When people argue about police accountability, one term keeps getting mixed up on purpose: qualified immunity.

We are told that if qualified immunity is limited or ended, police officers will be unable to do their jobs. That they will hesitate. That they will be personally ruined for doing honest work.

That claim is false. And it depends on pretending that qualified immunity and absolute immunity are the same thing. They are not.

Absolute immunity is rare and narrow. Judges have it so they can rule without fear of being sued. Legislators have it so they can debate and vote freely. Prosecutors have it only when acting as courtroom advocates, not when they investigate or fabricate evidence. These protections exist to protect democracy itself, not individuals from bad conduct.

Qualified immunity was never meant to work that way.

Congress gave Americans the right to sue government officials for civil-rights violations in 1871. Qualified immunity was later created by courts, not lawmakers, to protect officials who made reasonable mistakes in unclear situations. It was supposed to be limited and practical.

Over time, it grew into something else entirely.

Today, even when a court believes an officer used excessive force, the case can still be thrown out unless the victim can point to an earlier case with almost the exact same facts. If no such case exists, immunity applies. Often, courts then refuse to even rule on whether the conduct was unconstitutional.

That creates a loop. The law never becomes “clearly established” because courts avoid clearly establishing it. Misconduct gets excused, not because it was reasonable, but because it was new.

That is not caution. It is avoidance.

During my 35 years in law enforcement, I never made decisions by thinking about court cases or legal loopholes. Officers act based on training, policy, supervision and judgment. We are taught what force is reasonable and what conduct crosses the line. Qualified immunity does not factor into real-time decisions on the street, no matter how often that claim is repeated.

Where qualified immunity does matter is after the incident.

When cases are dismissed before discovery, agencies avoid depositions, document releases and public scrutiny. Poor training stays hidden. Patterns of misconduct are never exposed. Leaders are never forced to explain their decisions. The system is protected, even when the individual action was wrong.

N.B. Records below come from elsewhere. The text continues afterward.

Issue #250, opened 2014-05-14
Unsigned primary keys


johnblythe:
Is there a way to cause the autogen'd primary key ('id') to be unsigned?

adayth:
Alternative method overriding Phinx classes.
https://gist.github.com/f0ead7bd210e3968208e.git

paul-at-start:
This is a feature I miss. Doesn't necessarily break the app, but it hurts inside knowing that all my auto-increment id's will be signed for no practical reason.

steefaan:
@robmorgan I would love to see this feature. Sure @twoixter solution works great (thanks!) but it would be nicer to have the possibility to configure it directly.

caseycs:
Just posted a small update for @twoixter solution: https://gist.github.com/adayth/f0ead7bd210e3968208e#gistcomment-1585602

bubach:
Who came up with the brilliant idea to set primary keys as signed in the first place, that's one of the reasons I'm starting to think raw SQL files for migrations wasn't such a bad idea after all... Overall Phinx feeling -> This is just retarded.

robmorgan:
Hi @bubach that was me and it's why I no longer work on this project anymore. You might want to check out this instead: https://flywaydb.org/ 👍

PR #768, opened 2016-01-27
Allow to pass table option signed for primary key

DimazzzZ:
Just new pull request for #658 made by @Serhioromano. Very useful feature.

Are additional tests required?

### DIFF
--- a/src/Phinx/Db/Adapter/MysqlAdapter.php
+++ b/src/Phinx/Db/Adapter/MysqlAdapter.php
@@ -215,6 +215,7 @@ class MysqlAdapter extends PdoAdapter implements AdapterInterface
             $column = new Column();
             $column->setName('id')
                    ->setType('integer')
+                   ->setSigned(isset($options['signed']) ? $options['signed'] : false)
                    ->setIdentity(true);
 
             array_unshift($columns, $column);
--- a/src/Phinx/Db/Adapter/MysqlAdapter.php
+++ b/src/Phinx/Db/Adapter/MysqlAdapter.php
@@ -215,7 +215,7 @@ class MysqlAdapter extends PdoAdapter implements AdapterInterface
             $column = new Column();
             $column->setName('id')
                    ->setType('integer')
-                   ->setSigned(isset($options['signed']) ? $options['signed'] : false)
+                   ->setSigned(isset($options['signed']) ? $options['signed'] : true)
                    ->setIdentity(true);
 
             array_unshift($columns, $column);
--- a/docs/migrations.rst
+++ b/docs/migrations.rst
@@ -455,6 +455,37 @@ To simply change the name of the primary key, we need to override the default ``
             }
         }
 
+By default ``primary_key`` is ``signed``.
+To simply set it to unsigned just pass ``signed`` option with ``false`` value:
+
+.. code-block:: php
+
+        <?php
+
+        use Phinx\Migration\AbstractMigration;
+
+        class MyNewMigration extends AbstractMigration
+        {
+            /**
+             * Migrate Up.
+             */
+            public function up()
+            {
+                $table = $this->table('followers', array('signed' => false));
+                $table->addColumn('follower_id', 'integer')
+                      ->addColumn('created', 'timestamp', array('default' => 'CURRENT_TIMESTAMP'))
+                      ->save();
+            }
+
+            /**
+             * Migrate Down.
+             */
+            public function down()
+            {
+
+            }
+        }
+
 Valid Column Types
 ~~~~~~~~~~~~~~~~~~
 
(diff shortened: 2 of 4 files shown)


DimazzzZ:
Please wait I'll add some fixes.

DimazzzZ:
Please check my fixes in tests, are they correct? The main idea is that table column that is used in FK must be unsigned as referenced table's pk is.

rquadling:
Will these changes still allow me to create a signed primary key? I think the tests are now only looking for unsigned primary keys.

DimazzzZ:
@rquadling yes they allow. For example:

```php
// Default (unsigned)
$this->table('test')->addColumn('name', 'string')->create();

// Custom with signed PK
$this->table('test', ['signed' => true])->addColumn('name', 'string')->create();
```

I fixed existing tests because of changing default behavior, so I think we need additional tests with signed pk.

rquadling:
@DimazzzZ The extra tests to make sure signed PK is still feasible. I'd be wary about changing the default though. Consider all those migrations out there already. Rolling them back and then forward again could lead to issues. Ones that come under the heading of "It used to work and we've not changed anything!".

DimazzzZ:
I understand your concerns about these changes but how many and how often developers make signed PK? Or even other ids? IMHO most of them using hacks like @twoixter's from #250 (thanks him btw). 

My position is "table auto increment pk must be unsigned" since `AUTO_INCREMENT` starts at zero by default and increments in the positive direction.

I'll add more tests as soon as posible.

twoixter:
Hi @DimazzzZ , couldn't agree more! +1, or better +1,000 to this PR. ;-)

src/Phinx/Db/Adapter/MysqlAdapter.php
```diff
@@ -215,6 +215,7 @@ public function createTable(Table $table)
             $column = new Column();
             $column->setName('id')
                    ->setType('integer')
+                   ->setSigned(isset($options['signed']) ? $options['signed'] : false)
```
shadowhand: This represents a backwards compatibility break as implemented. The way to do it without breaking BC would be to keep the current behavior (signed by default) and respect the `signed` option to create unsigned PKs.

DimazzzZ: > The way to do it without breaking BC would be to keep the current behavior (signed by default) and respect the signed option to create unsigned PKs.

I thought about it and that was a second option... On the one hand it breaks a backwards compatibility but on the other hand is `signed` pk is right behavior or we just want to save backwards compatibility forever? We can inform users via changelog about new pk behavior as it was done with PHP 5.3 support, by the way nobody forbids to download an older version of Phinx.

Also we may add new property to phinx.yml like `signed_pk: false` or something.

Let's discuss.

rquadling:
Minor patch upgrades must not break BC. This is important as people rely on the semantic version numbers.

http://semver.org/

> Given a version number MAJOR.MINOR.PATCH, increment the:
> 
> MAJOR version when you make incompatible API changes,
> MINOR version when you add functionality in a backwards-compatible manner, and
> PATCH version when you make backwards-compatible bug fixes.
> Additional labels for pre-release and build metadata are available as extensions to the MAJOR.MINOR.PATCH format.

So, at best, introduce this as a patch, but allow the user to configure their setup to use unsigned PK, but the default must be signed.

DimazzzZ:
@rquadling okay this is a good reason. I'll set it as `signed` for now. 

May we set this behavior as default in the major 1.0 version?

DimazzzZ:
Added fix as a minor patch with `signed` default behavior and new tests. Check this out please.

Who can restart Scrutinizer task or just merge the PK?

rquadling:
We have to wait for merges. Takes a while sometimes.

shadowhand:
Looks good to me. @robmorgan do you have any objections to this?

shadowhand:
Can you add this option to the docs?

DimazzzZ:
I was in hospital, sorry. The docs has been updated.

rquadling:
Hope all is OK.

DimazzzZ:
@rquadling all is ok, thanks!

Any updates on this PR?

rquadling:
Still waiting for Rob.

DimazzzZ:
Version 0.6.x released but PR still opened...  Should I re-create PR for 0.6.x branch? (

rquadling:
Hi. Please do.

magnus-eriksson:
Is there any ETA on this patch?

Serhioromano:
Or my goodness! For one line change more than 100 lines of testing. That is what I call testing obsession. Technologies are good, but sometimes they just overkill.

@DimazzzZ thank you for this PR. Hope it gets accepted.

robmorgan:
I can accept this if the default is `unsigned` however I think the docs need to be updated to say its MySQL specific.

DimazzzZ:
@robmorgan so I update for `unsigned` default behavior? As @rquadling says it may cause backward compatibility problems for < v.0.6.*.

dmarklund:
Any updates to this PR?

jakejohns:
any word here?

magnus-eriksson:
Version 0.8 is now out and this is still open? Any ETA?

robmorgan:
I tweaked the docs a little bit. I was on the fence about renaming the `signed` table option to `unsigned_primary_key`, but I've left it alone for now. I'll ship it later today.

Limiting qualified immunity does not mean officers lose all protection. Plaintiffs would still have to prove a constitutional violation. Juries would still decide what was reasonable. Honest mistakes made in good faith would still be defensible.

What would change is this: Serious misconduct would no longer be dismissed simply because no one had done the exact same thing before.

Absolute immunity exists to protect essential democratic functions. Qualified immunity was never meant to guarantee immunity from accountability.

If we want to rebuild trust in policing, we need to draw that line clearly again. Accountability is not anti-police. It supports better training, stronger leadership and safer communities. Any profession with life-and-death authority must be willing to confront its worst failures, not hide them.

We cannot fix what we refuse to examine. And we cannot examine what the law blocks us from seeing.

Myers is a former commander and a 33-year veteran of the San Diego County Sheriff’s Department.